Hip-hop history

Dan Charnas's story is bigger than the music
By CHRIS FARAONE  |  January 11, 2011

Hip 
CREEPS TO GEEKS Charnas delivers detailed goods that could surprise even the most learned rap aficionado.

Dan Charnas is aware that some disgruntled rap purists may eschew his epic tome on planet hip-hop's animated cast of titanic dick swingers. The author says so right there in the intro: "My approach may not appeal to hip-hop fans who believe that the culture existed in some pristine state before it was sold, nor to those who believe that corporate executives assembled in a room and decided to promote violent, misogynistic hip-hop for profit and the degradation of Black people." His point is understandable - the rise of rap in the mainstream is a black-and-white tale only in terms of its characters. But in many ways, The Big Payback validates the spite that righteous heads have for contemporary bastard-issue boom-bap, and it confirms the notion that nefarious interests have always threatened authenticity and stained the commercial face of hip-hop.

It turns out that the story behind the rap business, though at times confusing, isn't very complicated. The dozens of leading and peripheral personalities portrayed by Charnas can be divided into three basic categories: salesmen who believed in hip-hop as an art form, sharks who dabbled just to stack chips, and dopes who rejected rap altogether and in turn faded out. But though Charnas is an industry veteran of Profile Records, Def American, and the Source magazine, he presents them all objectively, from the creeps to the geeks. The Big Payback isn't just the most comprehensive journalistic account of hip-hop ever written — it's a mature, Pulitzer-worthy work, an integral account of essential urban history on a par with Robert A. Caro's The Power Broker.

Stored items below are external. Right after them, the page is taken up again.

PR #2915, opened 2020-06-18
Configurable thresholds for error rates

aljesusg:
Related with https://github.com/kiali/kiali/pull/2807

Fix https://github.com/kiali/kiali/issues/1424
Require: https://github.com/kiali/kiali-operator/pull/82
UI: https://github.com/kiali/kiali-ui/pull/1831
Config

```go
// ToleranceConfig
type Tolerance struct {
	Code     string `yaml:"code,omitempty"`
	Degraded int    `yaml:"degraded,omitempty"`
	Failure  int    `yaml:"failure,omitempty"`
}

// RateConfig
type Rate struct {
	Namespace       string    `yaml:"namespace,omitempty"`
	Kind            string    `yaml:"kind,omitempty"`
	RequestType     string    `yaml:"request_type,omitempty"`
	RequestProtocol string    `yaml:"request_protocol,omitempty"`
	Name            string    `yaml:"name,omitempty"`
	Tolerance       Tolerance `yaml:"tolerance,omitempty"`
}

// HealthConfig
type HealthConfig struct {
	Rate []Rate `yaml:"rate,omitempty"`
}
```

And though casual rap fans may find lessons and amusement in these pages, for hardcore hip-hop enthusiasts this is a feast, as well as an elaborate complement to such established staples as Nelson George's Hip-Hop America. In sections that both parse and transcend distinguishable categories (New York and Los Angeles, record labels and radio stations, and so on), Charnas delivers detailed goods that could surprise even the most learned rap aficionado. His account of slimy Sylvia and Joe Robinson's Sugar Hill Records is riveting; the rifts among the Def Jam founders have rarely been so explicitly aired; some monumental contributions from promoters and disc jockeys are reported for the first time. And there are some delicious trivial minutiae. Who the hell knew that Jon Schecter, who helped build the Source from a Harvard dorm room, was in a rap group called the White Boys with a friend who inherited the same NYU dorm room where Ric Rubin first recorded L.L. Cool J?

Overall, the author creates compelling master narratives that intertwine those in his sights - record breakers and decision makers from Wu-Tang and Bad Boy to Death Row and Cash Money. Without a hint of academic noise or overreaching, Charney offers stories that are universes bigger than the music itself and that respect the architects without pandering. Most admirably, there's much more showing than there is telling. The number of renowned individuals from outside rap's immediate realm who make cameos - from Al Sharpton and Vincent Gallo to Barack Obama - attests to how severely this genre vandalized the American tapestry from early on. By his own admission, the author himself was not enough of a power broker to appear in his own book. But when it comes time to write a history of hip-hop scribes who ignore mythology in order to reveal inconvenient truths, Dan Charnas will be the first name mentioned.